- Born: August 13, 1923 Toronto, Ontario
- Died: May 21, 2019 (aged 95) Aalst, Buren, The Netherlands
- Occupation: Canadian-born composer, conductor and musical arranger.

= Dennis Farnon =

Canadian composer (1923–2019)

Dennis Farnon (13 August 1923 – 21 May 2019) was a Canadian musical arranger, composer and orchestra conductor.

Dennis Farnon was born in 1923 in Toronto, Canada as John Denis Farnon to Robert and Elsie Farnon (née Menzies). He grew up in a musical family, and learned to play the trumpet at age 12. Through his older brother Robert, he enlisted into the Canadian Army Band, also travelling to Europe to entertain the Allied troops during the last years of the war. In his mid-20s, he moved to Chicago where he played in jazz clubs and pursued studies in conducting, arranging, and orchestration, strongly influenced by the works of Maurice Ravel, Claude Debussy, Béla Bartók and Sergey Prokofiev.

Several years later, he accepted an invitation to Hollywood as musical director for singer Johnny Holiday, and he stayed, continuing to compose, conduct and arrange. In 1956, he was tapped by RCA Records to head their West Coast A & R and signed on as producer, arranger and recording artist. During that time, the Dennis Farnon Orchestra recorded numerous albums, including Magoo in Hi-Fi, over 10 episodes of Mr Magoo cartoon shorts, Chet Atkins in Hollywood, Velvet Carpet – The George Shearing's Quintet, The Enchanted Woods, Songs From The Motion Picture Gigi with singers Gogi Grant and Tony Martin (American singer), and Caution!
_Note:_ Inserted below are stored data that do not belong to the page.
PR #497, opened 2025-09-09
Add note to softmax_temperature for the classifier

brendan-priorlabs:
Address possible confusion from the fact that we expose a temperature setting, but use simply `argmax` in `predict`. See https://discord.com/channels/1285598202732482621/1412644840667086939/1414888423965196288


LeoGrin (approved):
LGTM thanks! I also don't know what "This is only applied when predicting during a post-processing step." but fine to leave it.

brendan-priorlabs:
Thanks, Leo! I'll leave refining that latter point for later, but lmk if you think it deserves attention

Men Swinging.

In 1957, he was one of the five founding members (along with Paul Weston, Lloyd Dunn, Jesse Kaye, and Sonny Burke) of the National Academy of Recording Arts and Sciences (now known as The Recording Academy) - the organisation which bestows the annual Grammy Awards.

In the early 1960s he moved to London, where he learnt about library music and signed up with a number of publishing companies such as Boosey and Hawkes, KPM (now EMI) and Chappell Music. Over the course of the next 20 years, he went on to compose and publish a large volume of library music licensed for film, television, radio and other media. The styles ranged from jazz, funk, drama and romantic to his personal favourite, comedy music, which more recently has appeared in The Ren and Stimpy Show and SpongeBob SquarePants.

His movie credits include the score for the 1966 Tony Curtis film Arrivederci, Baby!. For television, he composed music for the Bat Out of Hell (TV series); some episodes of the British children’s series Follyfoot (1971); and wrote the notable themes for Jay Ward's satiric Fractured Flickers (1961-3) and the London Weekend Television production Bouquet of Barbed Wire (1976). In 2002 EMI Records Ltd released "Soho Lounge Heat: Hip Jazz, Funk and Soul Grooves for Films & TV 1969-1977", a compilation of library music compiled by Dickie Klenchblaize which contains 20 Farnon-composed tracks recorded between 1969 and 1974.

As with his brothers Brian and Robert, Dennis Farnon specialised in light music and orchestral arrangements of well-known standards, sometimes writing under the pseudonyms of Paul Gerard and John Dennis.

Farnon resided for a short time in Cascais, Portugal, where he worked with various Portuguese composers-singers including Fernando Tordo, Carlos do Carmo and Sérgio Borges. In 1979 he moved again and settled in the Netherlands. He continued writing, producing solo and chamber pieces with the classical guitarist Yves Storms and composing various short piano pieces. In the mid-1990s he was invited to the Hilversum recording studios to work with the celebrated Dutch Metropole Orchestra on a digitally recorded version of the Mother Magoo Suite.

The films Reversal of Fortune (1990), Fever Pitch (2005) and numerous popular television series such as Spiderman, Doctor Who, Sons and Daughters, Prisoner (TV series) and Flying Doctors also carry credits for his work.

He continued to write short piano compositions right up until his death, always favouring lighthearted comical tunes to make people laugh, with titles such as The Camel with the Wooden Leg, Two Doves on a Chimneypot, Grass Valley and Friend, Ms. Penguin and Twinkletoes and Me.

Farnon died in Aalst, Buren in May 2019 at the age of 95.